The child benefit lie: How the German government serves the populists

Fredrik Refvem/Aftenbladet
A Polish bus driver in Norway talking to his family at home

The starting point is the annually recurring statistics of the German Federal Employment Agency. In 2017, around 343 million euros in child benefits were paid to families whose children live in other countries while their parents are working in Germany. This affected a total of 249 473 children in Poland, Romania, Canada, Croatia and a good dozen other countries.

The right-wing populists of the “Alternative für Deutschland“ (AfD) use these data to foster bad feelings against non-German citizens in order to give their clientele a feeling of their own superiority. One of their members in the Bundestag complained that “German taxpayers cannot understand why they have to pay child benefits, month after month, to Bulgarian children living in Bulgaria, for example.“ The Federal Government is “being taken for a ride on this question”. Similarly, the tabloid “Bildzeitung“ once again staged itself as the leading medium for anti-Europeans with the headline: “EU insanity with our child benefits – 343 million are going abroad”.

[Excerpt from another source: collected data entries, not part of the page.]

PR #800, opened 2020-02-06
lua: add <plugin>/init.lua to package.path

TmpFinger1:
This patch makes vis follow a Lua convention about modules, and also makes it easier to keep plugins up to date.
```lua
require'plugin'
```
will match both `plugin.lua` and `plugin/init.lua`.

Currently, most of the existing single-file plugins have the following structure - `vis-plugin/plugin.lua`, which is not a Lua convention or standard. One either has to

- download the individual file, losing the possibility to easily update it via git-pull,
- clone the repo, and use `require'vis-plugin.plugin'`
- clone the repo, add `~/.config/vis/vis-?/?.lua` to `package.path`, and use `require'plugin'`

With this change, just cloning a repo and `require`-ing its name would be enough,
and you get to use git-pull to check for any updates.

It doesn't harm the existing plugins in any way, AFAICT.

### DIFF
--- a/vis-lua.c
+++ b/vis-lua.c
@@ -2567,8 +2567,10 @@ bool vis_lua_path_add(Vis *vis, const char *path) {
 	lua_getglobal(L, "package");
 	lua_pushstring(L, path);
 	lua_pushstring(L, "/?.lua;");
-	lua_getfield(L, -3, "path");
-	lua_concat(L, 3);
+	lua_pushstring(L, path);
+	lua_pushstring(L, "/?/init.lua;");
+	lua_getfield(L, -5, "path");
+	lua_concat(L, 5);
 	lua_setfield(L, -2, "path");
 	lua_pop(L, 1); /* package */
 	return true;


erf:
@TmpFinger1 what do you think of a plugin manager like [vim-plug](https://github.com/junegunn/vim-plug) for `vis` once we have some conventions? It could be a plugin in itself e.g. `vis-plug` and you'd describe your plugins in the visrc.lua file ( or elsewhere? ) and you'd be able to install and update plugins into a default folder e.g. `$HOME/.config/vis/plugins`, on startup or using a `vis-install` or `vis-update` command, which would use `wget`, `curl` or `git` on the list of plugins. We could default to github urls or use full urls for source. This might make it easier to setup an editor with third party plugins. Overkill? Doable?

What is disturbing, however, is not the omissions of the established xenophobes. Much more serious is the fact that both parties of the Grand Coalition uncritically adopt the polemics. The federal government actually wants the payment of child benefit to be “indexed” throughout the EU according to the cost of living in the country of residence, confirmed a spokesperson for Social Democrat Labour Minister Hubertus Heil. However, Heil and his colleagues did not give any factual reasoning for the project – and with good reason. The project is counterproductive in every way.

First, there is  the legal situation. EU citizens are entitled to child benefits obtainable in their country of employment, even when the minors live in the country of origin. This was decided by the European Court of Justice in 2012. And that is entirely reasonable. “Those who pay their taxes must have the same rights as all other taxpayers,” states EU Commissioner Marianne Thyssen. Those  who wish to turn taxpayers working in Germany from other EU countries into second-class citizens would have to change EU law. But there will never be a sufficient majority. Besides the federal government, the right wing coalitions in Austria and Denmark are the only ones that want this to happen. So in that case, the EU Commission would also have to submit a proposal. This could happen at the earliest after the appointment of new commissioners. The current commission refuses to follow the demand from Berlin. “At least I won’t do it,” assures Social Affairs Commissioner Thyssen.

At the same time, the expenditure would be disproportionate to the possible return. Less than one percent of the total sum paid in child benefits goes to children in other countries. Should these be indexed, the payments for all children living abroad would have to be recalculated every year, certainly resulting in extended legal proceedings. The payments would obviously also have to be adjusted for those 33 938 children living abroad whose parents have a German passport. They would certainly not put up with it without complaint, especially because it isn´t logical at all. Life in the northeastern city of Angermünde is also cheaper than in Munich.

Above all, adjusted child benefit by country of residence would dramatically exacerbate one of the biggest social problems in Germany, the need for care. Around 200,000 women from Eastern Europe work in private nursing care for the elderly in Germany, most of whom hopelessly underpaid. Many of them leave their children at home with relatives, and child benefit is an important part of their income, according to labour market researcher Stefan Sell. If it were shortened, the incentive to relieve the Germans of their care work would fall. “If they would return home, our system of care in the household would collapse,” warns Sell. ”These child benefits are a low cost for Germany compared to the value of the work that is being done”.

So the debate on child benefits is just another example of the dire consequences of the renationalisation that anti-European populists are dreaming of. Nevertheless, none of the leading Social democrats or Union Christians have the guts to oppose the dangerous mischief of the right-wing zealots. The poison of nationalist delusion is already working.